Combat Aviation Advisors were most closely associated with the 6th Special Operations Squadron (6th SOS), a unit under Air Force Special Operations Command (AFSOC). Prior to the divestment of the Combat Aviation Advisor mission, the squadron specialized in Aviation Foreign Internal Defense (AvFID), assessing, training, advising, and assisting foreign aviation forces in airpower employment, sustainment, and force integration.

Combat Aviation Advisors frequently operated in small Operational Aviation Detachments (OADs), mission-tailored teams organized to integrate with foreign aviation and special operations forces. OADs advised foreign aviation organizations at the tactical, operational, and headquarters levels and assisted partner forces in the employment, sustainment, and integration of airpower capabilities.
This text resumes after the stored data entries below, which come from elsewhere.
PR #5300, opened 2023-07-28
refactor: simplify getting cache by key

sissbruecker:
The `ItemCache.prototype.getCacheAndIndexByKey` and `grid.$connector.getCacheByKey` do not actually return the cache associated with that key, but its parent cache, which is rather confusing. In all usages, the code then extracts the child cache by key / index. 

We can simplify that by just using a single method that actually returns the cache for the key. That also makes `getCacheAndIndexByKey` obsolete, as the index from the result was only ever used to access the child cache again.

### DIFF
--- a/vaadin-grid-flow-parent/vaadin-grid-flow/src/main/resources/META-INF/resources/frontend/gridConnector.js
+++ b/vaadin-grid-flow-parent/vaadin-grid-flow/src/main/resources/META-INF/resources/frontend/gridConnector.js
@@ -64,19 +64,18 @@ import { isFocusable } from '@vaadin/grid/src/vaadin-grid-active-item-mixin.js';
             }
           });
 
-          ItemCache.prototype.getCacheAndIndexByKey = tryCatchWrapper(function (key) {
+          ItemCache.prototype.getCacheByKey = tryCatchWrapper(function (key) {
+            // Start looking in this cache
             for (let index in this.items) {
               if (this.grid.getItemId(this.items[index]) === key) {
-                return { cache: this, scaledIndex: index };
+                return this.itemCaches[index];
               }
             }
-            const keys = Object.keys(this.itemkeyCaches);
-            for (let i = 0; i < keys.length; i++) {
-              const expandedKey = keys[i];
-              const subCache = this.itemkeyCaches[expandedKey];
-              let cacheAndIndex = subCache.getCacheAndIndexByKey(key);
-              if (cacheAndIndex) {
-                return cacheAndIndex;
+            // Look through sub-caches
+            for (let index of Object.keys(this.itemCaches)) {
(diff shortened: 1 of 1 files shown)


vaadin-grid-flow-parent/vaadin-grid-flow/src/main/resources/META-INF/resources/frontend/gridConnector.js
```diff
@@ -64,19 +64,18 @@ import { isFocusable } from '@vaadin/grid/src/vaadin-grid-active-item-mixin.js';
             }
           });
 
-          ItemCache.prototype.getCacheAndIndexByKey = tryCatchWrapper(function (key) {
+          ItemCache.prototype.getCacheByKey = tryCatchWrapper(function (key) {
+            // Start looking in this cache
             for (let index in this.items) {
```
vursen, line 69: **idea:** This could be further optimized by iterating through `itemkeyCaches`, which contains only the items that are expanded.

sissbruecker: I was actually planning to remove `itemkeyCaches` after this PR, because they don't have any purpose at the moment.

sissbruecker: Your idea would indeed make them relevant, it's a trade-off between optimizing this loop and reducing complexity / confusion in the connector. I kind of prefer the second option 🙂.

vursen: Ah, that would be great.

vursen (approved):

vaadin-grid-flow-parent/vaadin-grid-flow/src/main/resources/META-INF/resources/frontend/gridConnector.js
```diff
@@ -773,8 +761,7 @@ import { isFocusable } from '@vaadin/grid/src/vaadin-grid-active-item-mixin.js';
           }
           let cacheToClear = grid._cache;
           if (parentKey) {
-            const cacheAndIndex = grid._cache.getCacheAndIndexByKey(pkey);
-            cacheToClear = cacheAndIndex.cache.itemCaches[cacheAndIndex.scaledIndex];
+            cacheToClear = grid._cache.getCacheByKey(pkey);
```
tomivirkki, line 764: Would be ideal to have wtr test coverage for all refactored connector code just to be on the safe side. Many places in the connector, such as this, haven't yet been covered. This particular change is not too complex though so it's not an issue. Much of the code is also covered by ITs but it's impossible to tell exactly which parts.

USSOCOM employed mission-tailored Combat Aviation Advisor OADs to support geographic combatant commanders through aviation-focused Foreign Internal Defense, Security Force Assistance, and Unconventional Warfare activities.

Personnel assigned to Combat Aviation Advisor duties originated from numerous Air Force specialties, including:

- Pilots
- Combat Systems Officers
- Special Mission Aviators
- Intelligence Personnel
- Communications Specialists
- Maintenance Specialists
- Aircrew Flight Equipment Personnel
- Security Forces Personnel
- Survival, Evasion, Resistance and Escape (SERE) Specialists

Eligible specialties and qualifications were identified in official Combat Aviation Advisor application guidance.

== Capabilities ==

Combat Aviation Advisors provided aviation-focused special operations capabilities in support of United States and partner nation objectives. Operational capabilities identified in Air Force Special Operations Command Combat Aviation Advisor publications included:

- Special Operations Mobility
- Intelligence, Surveillance and Reconnaissance (ISR)
- Precision Strike
- Agile Combat Support

These operational capabilities supported Aviation Foreign Internal Defense and Security Force Assistance missions conducted alongside foreign aviation and special operations forces.
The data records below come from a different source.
PR #5301, opened 2023-07-28
refactor: remove item key caches

sissbruecker:
The item key caches are currently only created and then again removed in `clear` - there is no other usage. They can be removed.

### DIFF
--- a/vaadin-grid-flow-parent/vaadin-grid-flow/src/main/resources/META-INF/resources/frontend/gridConnector.js
+++ b/vaadin-grid-flow-parent/vaadin-grid-flow/src/main/resources/META-INF/resources/frontend/gridConnector.js
@@ -23,8 +23,6 @@ import { isFocusable } from '@vaadin/grid/src/vaadin-grid-active-item-mixin.js';
         // a server grid is initialized
         if (!isItemCacheInitialized) {
           isItemCacheInitialized = true;
-          // Storing original implementation of the method to be used for client
-          // side only grids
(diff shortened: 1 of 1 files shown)


vaadin-grid-flow-parent/vaadin-grid-flow/src/main/resources/META-INF/resources/frontend/gridConnector.js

== Assessment, Selection and Training ==

Combat Aviation Advisors were selected through a competitive application, assessment, and screening process administered by Air Force Special Operations Command (AFSOC). Candidates were drawn from multiple officer and enlisted Air Force specialties and were required to meet career field-specific qualification standards. The Combat Aviation Advisor training pipeline typically required more than one year to complete and included advisor training, language and cultural instruction, advanced tactical skills, and specialty-specific qualification training.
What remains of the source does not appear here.